IOP and glaucoma damage: The essential role of optic nerve head and retinal mechanosensors

Affiliations
Review

IOP and glaucoma damage: The essential role of optic nerve head and retinal mechanosensors

Ian Pitha et al. Prog Retin Eye Res. 2024 Mar.

Abstract

There are many unanswered questions on the relation of intraocular pressure to glaucoma development and progression. IOP itself cannot be distilled to a single, unifying value, because IOP level varies over time, differs depending on ocular location, and can be affected by method of measurement. Ultimately, IOP level creates mechanical strain that affects axonal function at the optic nerve head which causes local extracellular matrix remodeling and retinal ganglion cell death - hallmarks of glaucoma and the cause of glaucomatous vision loss.

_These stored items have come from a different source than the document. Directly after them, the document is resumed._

PR #15883, opened 2026-04-10
[easybox] Restore parcel locker images

Dimitar5555:
All photo URLs are unique, so there shouldn't be any duplicates.

I also updated the code so each national version uses the correct domain.

### DIFF
--- a/locations/spiders/easybox_bg.py
+++ b/locations/spiders/easybox_bg.py
@@ -13,7 +13,7 @@ class EasyboxBGSpider(scrapy.Spider):
     custom_settings = {"ROBOTSTXT_OBEY": False}
     requires_proxy = "BG"
     no_refs = True
-    
+
     def get_tld(self):
         return "bg"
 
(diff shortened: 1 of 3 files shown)


locations/spiders/easybox_bg.py
```diff
@@ -13,13 +13,16 @@ class EasyboxBGSpider(scrapy.Spider):
...
+    def get_tld(self):
+        return "bg"
 
     def parse(self, response, **kwargs):
         for location in response.json()["data"]:
             item = DictParser.parse(location)
             apply_category(Categories.PARCEL_LOCKER, item)
-            item["image"] = "https://sameday.bg" + location["photo"]
+            if location["photo"] is not None:
+                item["image"] = f"https://sameday.{self.get_tld()}{location['photo']}"
```
Cj-Malone: The following might work, if so, get_tld isn't needed.
```suggestion
            if location["photo"] is not None:
                item["image"] = response.urljoin(location['photo'])
```

Dimitar5555: The photo parameter is being ignored

` 'image': 'https://sameday.bg/wp/wp-admin/admin-ajax.php?action=get_ooh_lockers_request&country=Bulgaria',`

Cj-Malone: I think that'd only happen if photo was null, which you already have a check for. I'll take a look tomorrow

Cj-Malone: photo was `""` not `None` so we were always doing urljoin.

PR #15937, opened 2026-04-15
Costco spiders: various fixes for opening hours, field extraction

davidhicks:
* Opening hours extraction is now localised according to the language of the Costco country website.
* Additional address fields are extracted where the raw data populates the fields.
* Minor bug fixes to avoid errors in some spiders resulting for data format differences/changes. Each country website has some quirks about how they have implemented what otherwise looks like a common data model.

### DIFF
--- a/locations/hours.py
+++ b/locations/hours.py
@@ -773,6 +773,23 @@ DAYS_JP = {
     "日": "Su",
 }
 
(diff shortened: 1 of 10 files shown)


davidhicks:
Replaces PR #15862

PR #16230, opened 2026-05-12
[Best-one GB] Fix spider

karen-kerr:


Cj-Malone:
Looks like the site is the same as Costcutter+Bargain Booze, the coord extraction in them might be simpler.

PR #16258, opened 2026-05-14
[Core] Promote unit to a direct field in Feature

Cj-Malone:
This is kindof prep for getting closer to OpenAddresses, kindof just house cleaning. In regards to OpenAddresses, the other big one is "district", but I kicked the bucket on it because I don't really know what it is, it's different per source, and so needs a bit more thought.


davidhicks:
Just noticed that `CheckItemPropertiesPipeline` is perhaps missing a check for `unit` to be a string, and not some other Python type such as an integer. This pipeline is also missing `housenumber` so it might be an opportunity to double check that the type checks being performed by this pipeline apply to all hardcoded attributes of `Item`.

davidhicks:
I'm guessing updating `DictParser` to automatically extract `unit` and related-named fields from dictionaries is ruled out? `unit` is such a generic variable name that it's possible it's often used not in the context of addresses. Perhaps such variable name is also used for the unit of currency of a shop or ATM, for example. It might only be safe to extract if a parent dictionary is called `address` or similar?

Cj-Malone:
I don't think it's worth the effort, DictParser is already commonly wrong with street address vs full address. Anything with unit will also be a PINA, also it's pretty infrequent, hence we only have a few uses to update after years and years.

PR #16280, opened 2026-05-16
Added Spider: Handlar'n, Tempo and Matöppet (323 new entries)

matthiasfeist:
I added all spiders in the same PR as both supermarket chains use the same CMS and therefore the spiders are essentially identical

### DIFF
--- a/locations/spiders/handlarn_se.py
+++ b/locations/spiders/handlarn_se.py
@@ -5,7 +5,7 @@ from locations.categories import Categories, apply_category
 from locations.json_blob_spider import JSONBlobSpider
 
 
-class HandlarnSeSpider(JSONBlobSpider):
+class HandlarnSESpider(JSONBlobSpider):
     name = "handlarn_se"
     item_attributes = {
         "brand": "Handlar'n",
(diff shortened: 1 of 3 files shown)


matthiasfeist:
Please note that I also here based my PR on the wrong branch initially. it was fixed (hence the force-push). But the comment by "scraper-bot" above is outdated

locations/spiders/handlarn_se.py
```diff
@@ -0,0 +1,31 @@
...
+    }
+    start_urls = ["https://www.handlarn.se/butiker-och-oppettider"]
+
+    def extract_json(self, response):
+        return json.loads(response.css('script#locations[type="application/json"]::text').get())
+
+    def pre_process_data(self, feature):
+        feature["street_address"] = capwords(feature.pop("Street", "") or "")
+        if city := feature.get("City"):
+            feature["City"] = capwords(city)
```
Cj-Malone, line 22: I don't usually title case the raw data, because we'll never be perfect. Different languages are weird, different accents are weird, different punctuation is weird. We'll always be wrong somewhere. I'd rather leave it for a human somewhere.

But in the case, it's probably a very small number of cities, and I assume you checked them. So 👍

PR #16345, opened 2026-05-20
[Postbank BG] Fix broken async start function

davidhicks:
Incorrect return type for async start function fixed.

HTTP 403 experienced outside of country so the spider still may fail. Proxy was previously flagged as being required.


davidhicks:
Zyte proxies also appear to be blocked, hence reason for new failure of this spider.

PR #16376, opened 2026-05-24
[Burson Auto Parts AU] Try Camoufox

davidhicks:


davidhicks:
Works locally in Australia from a residential IP, and without a stealth browser. I'd guess a residential AU IP may be needed

PR #16432, opened 2026-05-26
[Hilti US] Fix spider

karen-kerr:
Embedded Apollo state changed shape: store entries moved from direct values of `apollo.state` to `apollo.state.ROOT_QUERY.hiltiCenters(...).results[i].hiltiCenter`, so the `__typename == 'HiltiCenter'` filter matched nothing.


Cj-Malone:
#16473

PR #16485, opened 2026-05-28
[CoinFlip] Fix spider

karen-kerr:
The ld+json `dayOfWeek` field changed from URL arrays (`["https://schema.org/Monday", ...]`) to plain strings (`"Monday"`). The custom `int(day_time["dayOfWeek"][0])` parser raised ValueError on every store, killing per-store parse.

Dropped the custom `openingHoursSpecification` loop and the manual `hasMap` regex — `LinkedDataParser` now populates `geo`-based lat/lon and parses the new dayOfWeek strings natively. Also dropped the redundant `wanted_types = ["AutomatedTeller"]` and `USER_AGENT = BROWSER_DEFAULT` overrides (defaults match the site).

Extracellular tissue strain at the ONH and lamina cribrosa is regionally variable and differs in magnitude and location between healthy and glaucomatous eyes. The ultimate targets of IOP-induced tissue strain in glaucoma are retinal ganglion cell axons at the optic nerve head and the cells that support axonal function (astrocytes, the neurovascular unit, microglia, and fibroblasts). These cells sense tissue strain through a series of signals that originate at the cell membrane and alter cytoskeletal organization, migration, differentiation, gene transcription, and proliferation. The proteins that translate mechanical stimuli into molecular signals act as band-pass filters - sensing some stimuli while ignoring others - and cellular responses to stimuli can differ based on cell type and differentiation state. Therefore, to fully understand the IOP signals that are relevant to glaucoma, it is necessary to understand the ultimate cellular targets of IOP-induced mechanical stimuli and their ability to sense, ignore, and translate these signals into cellular actions.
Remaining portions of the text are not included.